**WORK ORDER**
When a line in the records includes the string "nextProps", it goes into the tally; report that tally alone.

**RECORDS SHOWN**
+ + + +

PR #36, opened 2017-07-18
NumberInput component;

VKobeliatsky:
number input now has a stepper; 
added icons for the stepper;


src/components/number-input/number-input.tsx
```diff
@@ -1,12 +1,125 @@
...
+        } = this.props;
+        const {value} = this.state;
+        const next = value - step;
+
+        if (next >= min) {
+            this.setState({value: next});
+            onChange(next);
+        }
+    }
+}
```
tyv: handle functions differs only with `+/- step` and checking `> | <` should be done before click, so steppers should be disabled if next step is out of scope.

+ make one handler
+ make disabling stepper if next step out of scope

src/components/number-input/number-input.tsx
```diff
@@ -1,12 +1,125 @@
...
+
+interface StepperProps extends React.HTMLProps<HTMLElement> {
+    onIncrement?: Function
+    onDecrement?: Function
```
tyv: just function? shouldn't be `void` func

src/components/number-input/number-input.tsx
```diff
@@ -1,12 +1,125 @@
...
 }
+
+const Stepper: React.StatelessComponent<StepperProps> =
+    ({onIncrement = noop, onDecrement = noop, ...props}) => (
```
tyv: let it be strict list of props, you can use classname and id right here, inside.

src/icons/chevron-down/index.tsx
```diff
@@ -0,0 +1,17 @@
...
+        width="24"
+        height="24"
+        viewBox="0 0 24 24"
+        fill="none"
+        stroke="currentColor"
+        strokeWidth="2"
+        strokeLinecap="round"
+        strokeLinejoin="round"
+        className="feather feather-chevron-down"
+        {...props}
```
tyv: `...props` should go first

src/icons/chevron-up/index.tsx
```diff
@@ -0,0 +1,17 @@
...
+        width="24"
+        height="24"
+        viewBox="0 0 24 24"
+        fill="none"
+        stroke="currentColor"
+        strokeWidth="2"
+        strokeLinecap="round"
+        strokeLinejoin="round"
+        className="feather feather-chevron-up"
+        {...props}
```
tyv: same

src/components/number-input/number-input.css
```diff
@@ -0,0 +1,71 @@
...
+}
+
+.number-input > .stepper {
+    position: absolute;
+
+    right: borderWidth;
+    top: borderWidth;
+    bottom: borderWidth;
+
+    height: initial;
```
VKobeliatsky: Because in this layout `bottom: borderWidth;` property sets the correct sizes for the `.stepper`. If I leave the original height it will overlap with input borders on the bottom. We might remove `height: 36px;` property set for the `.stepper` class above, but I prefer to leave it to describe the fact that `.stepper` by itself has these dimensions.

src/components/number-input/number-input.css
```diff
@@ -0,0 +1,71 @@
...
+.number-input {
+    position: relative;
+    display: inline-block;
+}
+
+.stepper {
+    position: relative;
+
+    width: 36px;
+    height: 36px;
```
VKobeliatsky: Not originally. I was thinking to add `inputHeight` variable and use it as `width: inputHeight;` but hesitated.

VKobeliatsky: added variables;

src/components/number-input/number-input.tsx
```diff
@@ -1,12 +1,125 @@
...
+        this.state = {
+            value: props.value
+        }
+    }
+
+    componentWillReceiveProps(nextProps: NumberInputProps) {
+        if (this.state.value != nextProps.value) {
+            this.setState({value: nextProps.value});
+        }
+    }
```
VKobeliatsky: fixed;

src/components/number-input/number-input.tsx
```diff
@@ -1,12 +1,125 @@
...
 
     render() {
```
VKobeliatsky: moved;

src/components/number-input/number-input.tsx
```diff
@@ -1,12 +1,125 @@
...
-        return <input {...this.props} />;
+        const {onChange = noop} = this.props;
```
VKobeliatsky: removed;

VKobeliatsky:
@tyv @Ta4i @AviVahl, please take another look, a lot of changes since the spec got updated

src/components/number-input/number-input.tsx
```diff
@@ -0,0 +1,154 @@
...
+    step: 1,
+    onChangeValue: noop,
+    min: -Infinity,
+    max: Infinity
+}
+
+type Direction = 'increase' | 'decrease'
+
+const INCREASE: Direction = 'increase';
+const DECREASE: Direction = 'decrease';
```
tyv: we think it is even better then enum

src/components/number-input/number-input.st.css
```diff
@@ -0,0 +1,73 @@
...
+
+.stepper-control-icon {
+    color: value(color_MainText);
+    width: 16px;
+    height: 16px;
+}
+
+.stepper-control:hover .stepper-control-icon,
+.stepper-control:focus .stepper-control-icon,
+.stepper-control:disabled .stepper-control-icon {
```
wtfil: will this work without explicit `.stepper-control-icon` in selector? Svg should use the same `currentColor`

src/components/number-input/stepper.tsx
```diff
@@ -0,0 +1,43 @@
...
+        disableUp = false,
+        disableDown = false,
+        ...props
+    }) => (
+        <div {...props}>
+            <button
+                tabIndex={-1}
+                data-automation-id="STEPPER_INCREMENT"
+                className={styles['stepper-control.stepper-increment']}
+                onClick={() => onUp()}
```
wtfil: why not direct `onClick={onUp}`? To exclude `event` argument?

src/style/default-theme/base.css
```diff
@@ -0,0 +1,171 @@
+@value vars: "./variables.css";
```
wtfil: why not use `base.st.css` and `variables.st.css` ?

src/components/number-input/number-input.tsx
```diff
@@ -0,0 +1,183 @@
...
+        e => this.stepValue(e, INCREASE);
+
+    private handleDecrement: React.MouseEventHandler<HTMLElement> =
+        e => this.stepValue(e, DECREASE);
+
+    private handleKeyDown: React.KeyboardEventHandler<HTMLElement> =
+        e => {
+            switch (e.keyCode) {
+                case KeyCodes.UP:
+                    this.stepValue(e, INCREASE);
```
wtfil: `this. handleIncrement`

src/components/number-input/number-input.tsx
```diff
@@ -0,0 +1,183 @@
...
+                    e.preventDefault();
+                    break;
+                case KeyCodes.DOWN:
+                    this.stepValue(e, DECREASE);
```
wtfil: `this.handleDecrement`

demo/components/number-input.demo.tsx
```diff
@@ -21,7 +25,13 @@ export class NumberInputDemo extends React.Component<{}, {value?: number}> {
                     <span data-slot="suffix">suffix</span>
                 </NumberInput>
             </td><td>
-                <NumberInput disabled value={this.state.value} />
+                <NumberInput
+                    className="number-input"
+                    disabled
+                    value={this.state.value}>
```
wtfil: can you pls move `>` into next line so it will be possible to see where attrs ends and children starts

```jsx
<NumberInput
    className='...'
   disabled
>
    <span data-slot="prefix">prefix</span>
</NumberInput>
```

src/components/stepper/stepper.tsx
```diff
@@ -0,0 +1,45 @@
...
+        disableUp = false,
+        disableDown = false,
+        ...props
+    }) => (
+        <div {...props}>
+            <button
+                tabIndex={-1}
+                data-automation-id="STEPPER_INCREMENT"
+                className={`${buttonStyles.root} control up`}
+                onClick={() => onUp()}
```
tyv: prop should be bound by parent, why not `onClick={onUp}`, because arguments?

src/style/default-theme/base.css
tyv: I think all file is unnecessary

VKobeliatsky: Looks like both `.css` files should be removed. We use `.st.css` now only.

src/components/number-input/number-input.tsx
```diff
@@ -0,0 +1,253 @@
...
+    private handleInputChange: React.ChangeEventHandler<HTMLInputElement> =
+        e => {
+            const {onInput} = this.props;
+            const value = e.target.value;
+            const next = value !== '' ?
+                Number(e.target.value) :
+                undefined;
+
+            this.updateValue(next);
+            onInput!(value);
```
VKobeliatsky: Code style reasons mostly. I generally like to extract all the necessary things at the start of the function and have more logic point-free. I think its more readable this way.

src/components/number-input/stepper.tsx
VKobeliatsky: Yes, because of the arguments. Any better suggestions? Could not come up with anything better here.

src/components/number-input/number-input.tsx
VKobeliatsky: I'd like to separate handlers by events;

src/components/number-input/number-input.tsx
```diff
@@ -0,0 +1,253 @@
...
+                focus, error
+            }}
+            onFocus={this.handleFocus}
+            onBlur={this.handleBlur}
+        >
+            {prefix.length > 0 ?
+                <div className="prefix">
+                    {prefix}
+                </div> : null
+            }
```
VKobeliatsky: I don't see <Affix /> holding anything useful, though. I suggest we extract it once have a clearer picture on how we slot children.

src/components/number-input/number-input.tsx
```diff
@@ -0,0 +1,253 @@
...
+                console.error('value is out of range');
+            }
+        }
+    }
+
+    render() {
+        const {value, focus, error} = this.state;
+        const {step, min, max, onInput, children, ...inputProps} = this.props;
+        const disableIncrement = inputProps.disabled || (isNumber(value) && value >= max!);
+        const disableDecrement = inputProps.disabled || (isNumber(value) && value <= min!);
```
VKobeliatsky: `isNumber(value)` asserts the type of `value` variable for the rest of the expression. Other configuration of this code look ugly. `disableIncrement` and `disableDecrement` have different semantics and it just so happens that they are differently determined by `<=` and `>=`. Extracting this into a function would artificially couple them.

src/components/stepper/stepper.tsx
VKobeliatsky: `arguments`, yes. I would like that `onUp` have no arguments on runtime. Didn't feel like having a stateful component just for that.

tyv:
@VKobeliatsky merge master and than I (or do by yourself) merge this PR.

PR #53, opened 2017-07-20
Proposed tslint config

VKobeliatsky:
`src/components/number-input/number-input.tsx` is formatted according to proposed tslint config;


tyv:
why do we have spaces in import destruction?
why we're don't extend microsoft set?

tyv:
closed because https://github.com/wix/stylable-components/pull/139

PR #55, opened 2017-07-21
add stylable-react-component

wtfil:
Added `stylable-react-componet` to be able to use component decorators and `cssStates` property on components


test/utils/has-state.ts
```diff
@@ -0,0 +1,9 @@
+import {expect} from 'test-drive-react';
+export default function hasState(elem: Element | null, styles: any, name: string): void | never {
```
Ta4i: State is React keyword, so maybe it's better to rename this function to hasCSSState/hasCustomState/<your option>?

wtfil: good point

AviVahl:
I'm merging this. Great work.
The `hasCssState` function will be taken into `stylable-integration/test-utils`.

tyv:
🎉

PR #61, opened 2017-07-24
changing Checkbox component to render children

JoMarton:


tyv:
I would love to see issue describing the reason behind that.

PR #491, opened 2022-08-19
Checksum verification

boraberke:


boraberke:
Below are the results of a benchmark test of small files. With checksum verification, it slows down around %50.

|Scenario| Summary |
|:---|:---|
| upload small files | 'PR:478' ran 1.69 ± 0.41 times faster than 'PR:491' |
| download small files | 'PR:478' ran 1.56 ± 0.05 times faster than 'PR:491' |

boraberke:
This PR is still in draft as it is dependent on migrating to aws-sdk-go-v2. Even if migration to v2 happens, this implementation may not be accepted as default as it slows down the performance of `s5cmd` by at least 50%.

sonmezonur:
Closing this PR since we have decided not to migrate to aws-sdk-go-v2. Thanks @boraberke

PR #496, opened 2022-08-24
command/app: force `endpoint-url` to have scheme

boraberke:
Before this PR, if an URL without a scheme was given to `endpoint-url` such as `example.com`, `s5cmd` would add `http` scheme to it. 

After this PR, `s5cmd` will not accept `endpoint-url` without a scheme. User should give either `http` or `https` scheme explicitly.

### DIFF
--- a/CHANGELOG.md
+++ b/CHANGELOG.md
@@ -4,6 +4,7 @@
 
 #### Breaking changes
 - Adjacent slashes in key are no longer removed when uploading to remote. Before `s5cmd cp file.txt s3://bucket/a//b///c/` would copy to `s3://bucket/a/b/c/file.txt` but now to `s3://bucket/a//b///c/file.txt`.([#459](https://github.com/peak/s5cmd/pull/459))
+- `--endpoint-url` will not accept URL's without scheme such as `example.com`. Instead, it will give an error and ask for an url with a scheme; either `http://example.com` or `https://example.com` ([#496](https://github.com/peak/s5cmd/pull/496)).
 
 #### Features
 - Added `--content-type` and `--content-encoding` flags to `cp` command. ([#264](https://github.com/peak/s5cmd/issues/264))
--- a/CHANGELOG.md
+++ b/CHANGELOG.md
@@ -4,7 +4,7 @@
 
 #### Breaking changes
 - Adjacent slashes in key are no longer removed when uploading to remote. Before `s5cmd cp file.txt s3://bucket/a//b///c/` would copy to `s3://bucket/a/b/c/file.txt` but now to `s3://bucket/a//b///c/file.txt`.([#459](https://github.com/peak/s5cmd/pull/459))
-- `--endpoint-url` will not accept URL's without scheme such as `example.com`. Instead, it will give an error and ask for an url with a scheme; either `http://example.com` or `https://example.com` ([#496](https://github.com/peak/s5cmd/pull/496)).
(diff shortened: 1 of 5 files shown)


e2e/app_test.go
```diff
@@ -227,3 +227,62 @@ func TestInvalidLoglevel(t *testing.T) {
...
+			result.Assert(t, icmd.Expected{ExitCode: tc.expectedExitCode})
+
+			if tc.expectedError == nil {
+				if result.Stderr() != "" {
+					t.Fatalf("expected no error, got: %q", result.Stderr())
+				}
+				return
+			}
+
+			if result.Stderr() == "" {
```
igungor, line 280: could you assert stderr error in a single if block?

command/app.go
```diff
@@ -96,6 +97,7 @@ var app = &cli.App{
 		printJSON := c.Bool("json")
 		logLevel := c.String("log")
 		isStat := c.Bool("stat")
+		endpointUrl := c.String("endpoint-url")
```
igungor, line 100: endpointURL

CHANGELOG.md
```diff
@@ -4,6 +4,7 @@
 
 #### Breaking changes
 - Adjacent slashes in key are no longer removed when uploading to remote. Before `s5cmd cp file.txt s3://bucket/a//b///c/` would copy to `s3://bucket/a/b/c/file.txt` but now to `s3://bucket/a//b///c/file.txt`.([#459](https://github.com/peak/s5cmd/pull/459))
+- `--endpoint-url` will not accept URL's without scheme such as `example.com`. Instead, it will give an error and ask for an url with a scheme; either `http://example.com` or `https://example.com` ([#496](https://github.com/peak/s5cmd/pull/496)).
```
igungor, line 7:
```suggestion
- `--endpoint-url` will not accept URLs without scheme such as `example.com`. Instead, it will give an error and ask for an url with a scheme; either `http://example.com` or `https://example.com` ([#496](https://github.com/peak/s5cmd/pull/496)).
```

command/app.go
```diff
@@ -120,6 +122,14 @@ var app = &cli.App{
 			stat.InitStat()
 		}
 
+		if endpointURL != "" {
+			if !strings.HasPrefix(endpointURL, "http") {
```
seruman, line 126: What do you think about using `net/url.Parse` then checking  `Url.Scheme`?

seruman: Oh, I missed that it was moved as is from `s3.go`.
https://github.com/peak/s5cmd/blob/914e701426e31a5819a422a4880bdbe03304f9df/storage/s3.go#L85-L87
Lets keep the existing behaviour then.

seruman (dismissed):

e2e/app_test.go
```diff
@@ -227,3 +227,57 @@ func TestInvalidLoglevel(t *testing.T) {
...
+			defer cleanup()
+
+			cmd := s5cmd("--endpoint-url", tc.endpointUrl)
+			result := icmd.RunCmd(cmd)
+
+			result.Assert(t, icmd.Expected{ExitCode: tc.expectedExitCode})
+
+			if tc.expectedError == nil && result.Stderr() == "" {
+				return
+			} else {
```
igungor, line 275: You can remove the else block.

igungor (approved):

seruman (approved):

+ + + +

**ANSWER BELOW**
3